Trials / Terminated
TerminatedNCT00914628
Efficacy Study on the Strategy of HSV-Tk Engineering Donor Lymphocytes to Treat Patients With High Risk Acute Leukemia
TK008: Randomized Phase III Trial of Haploidentical HCT With or Without an Add Back Strategy of HSV-Tk Donor Lymphocytes in Patients With High Risk Acute Leukemia
- Status
- Terminated
- Phase
- Phase 3
- Study type
- Interventional
- Enrollment
- 92 (actual)
- Sponsor
- AGC Biologics S.p.A. · Industry
- Sex
- All
- Age
- 18 Years
- Healthy volunteers
- Not accepted
Summary
The main objective of this randomized trial is to compare disease-free survival (DFS) in high risk leukemia patients who underwent haploidentical HCT followed by an add back strategy of HSV-Tk donor lymphocytes or standard haploidentical HCT
Detailed description
Delayed immune-reconstitution remains one of the main limitation of haploidentical stem cell transplantation. The risk of severe infections remains high for several months and CD3+ reconstitution could take more than 10 months. The low number of lymphocytes infused with the graft, the degree of HLA (Human Leukocyte Antigen) disparity, and a reduced thymic function in adults and differences in host/donor antigen presenting cells are contributing causes.
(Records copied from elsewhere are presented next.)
PR #1841, opened 2015-09-11
Integration tests & build system enhancements

dmp42:
This is work in progress.
See detailed commits for more.


ehazlett:
So far looks good!  Thanks!

nathanleclaire:
@dmp42 Is this ready to go?

.dockerignore
```diff
@@ -1,2 +1,4 @@
 docker-machine*
-.git
```
dmp42: Ignoring git would break `Version.Commit` initialization at compile time. Removing it so we get actual commit hash in machine versions.

nathanleclaire: I have to say I'm still torn on this.  It will blow up the size of our build context significantly.  Why not re-work the scripts to pass the git SHA to the compile container as an environment variable and use that instead?

dmp42:
@nathanleclaire @ehazlett this is ready to go

The only point I'm not confident with is the release script.
@ehazlett can we look into this later?

.dockerignore
dmp42: It's 11MB currently.
The total size of the folder is about 50MB.
So, it's a 20% increase on the size of the build context.

wdyt?

dmp42: Are you concerned about speed? If so, it should not impact perf in any significant way.

nathanleclaire: Well, when we move to plugins, it should reduce the size of our directory hopefully pretty significantly due to all the vendored code.  But, perhaps we should move forward with this as-is and deal with that if/when it is a problem.

.travis.yml
```diff
@@ -1,15 +1,13 @@
 language: go
-sudo: false
 go:
-- 1.4.2
 - 1.5
 install:
-- export GOPATH=${TRAVIS_BUILD_DIR}/Godeps/_workspace:$GOPATH
```
nathanleclaire: Why will we not need this anymore?

dmp42: Because of vendoring capabilities in golang 1.5, that basically removes the need for any GOPATH monkeying, or relying on calls to godep itself during normal build/test operations.
Furthermore, leveraging the make infrastructure let us keep that complexity out of the specific CI systems definition files.

.dockerignore
dmp42: FWIW, on my laptop, the difference between ignoring .git and not ignoring it is 0.10 seconds on average.
My 2 cents is that it's not worth the effort. Speed freaks (like me) either way tend to build natively instead of inside a container.

nathanleclaire:
LGTM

The infusions of HSV-TK engineered lymphocytes may represent a significant therapeutic improvement in haploidentical HCT (hematopoietic cell transplantation), because it remarkably may enhance both GvL (Graft versus Leukemia) activity, thus reducing the occurrence of disease relapse, and post-transplant immune reconstitution in the absence of chronic immune suppression, thus decreasing the rate of both post-transplant opportunistic infections and transplant-related mortality. Furthermore, the efficient control of GvHD achieved via the suicide mechanism allows also the multiple infusion of HSV-TK-treated donor lymphocytes, when needed, that might further improve post-transplant host immune reconstitution, and survival in patients receiving haplo-HCT. Finally, this therapeutic approach can become a valuable option for all candidates, including patients with advanced disease and older age. The proposed clinical trial represents an innovative therapeutic treatment for patients affected by high risk acute leukemia, who have undergone haploidentical stem cell transplantation.
Conditions
Interventions
| Type | Name | Description |
|---|---|---|
| GENETIC | HSV-Tk | Infusion of approximately 1±0.2 x 10\^7 HSV-Tk genetically modified CD3+ cells/Kg between day +21 and day +49 after haploidentical HCT; in absence of immune reconstitution and GvHD further infusions up to 4 will be administered on monthly basis. |
| OTHER | T-cell depleted or T-cell replete strategies | Haploidentical HCT with the infusion of CD34+ cells plus a fixed dose of T cells (1 x 10\^4/Kg) or unmanipulated haploidentical stem cell transplantation followed by high-dose cyclophosphamide as part of GvHD prophylaxis |
Timeline
- Start date
- 2010-04-12
- Primary completion
- 2019-11-30
- Completion
- 2019-11-30
- First posted
- 2009-06-05
- Last updated
- 2021-06-22
- Results posted
- 2021-06-22
Locations
36 sites across 10 countries: United States, Belgium, France, Germany, Greece, Israel, Italy, Lithuania, Portugal, Spain
Source: ClinicalTrials.gov record NCT00914628. Inclusion in this directory is not an endorsement.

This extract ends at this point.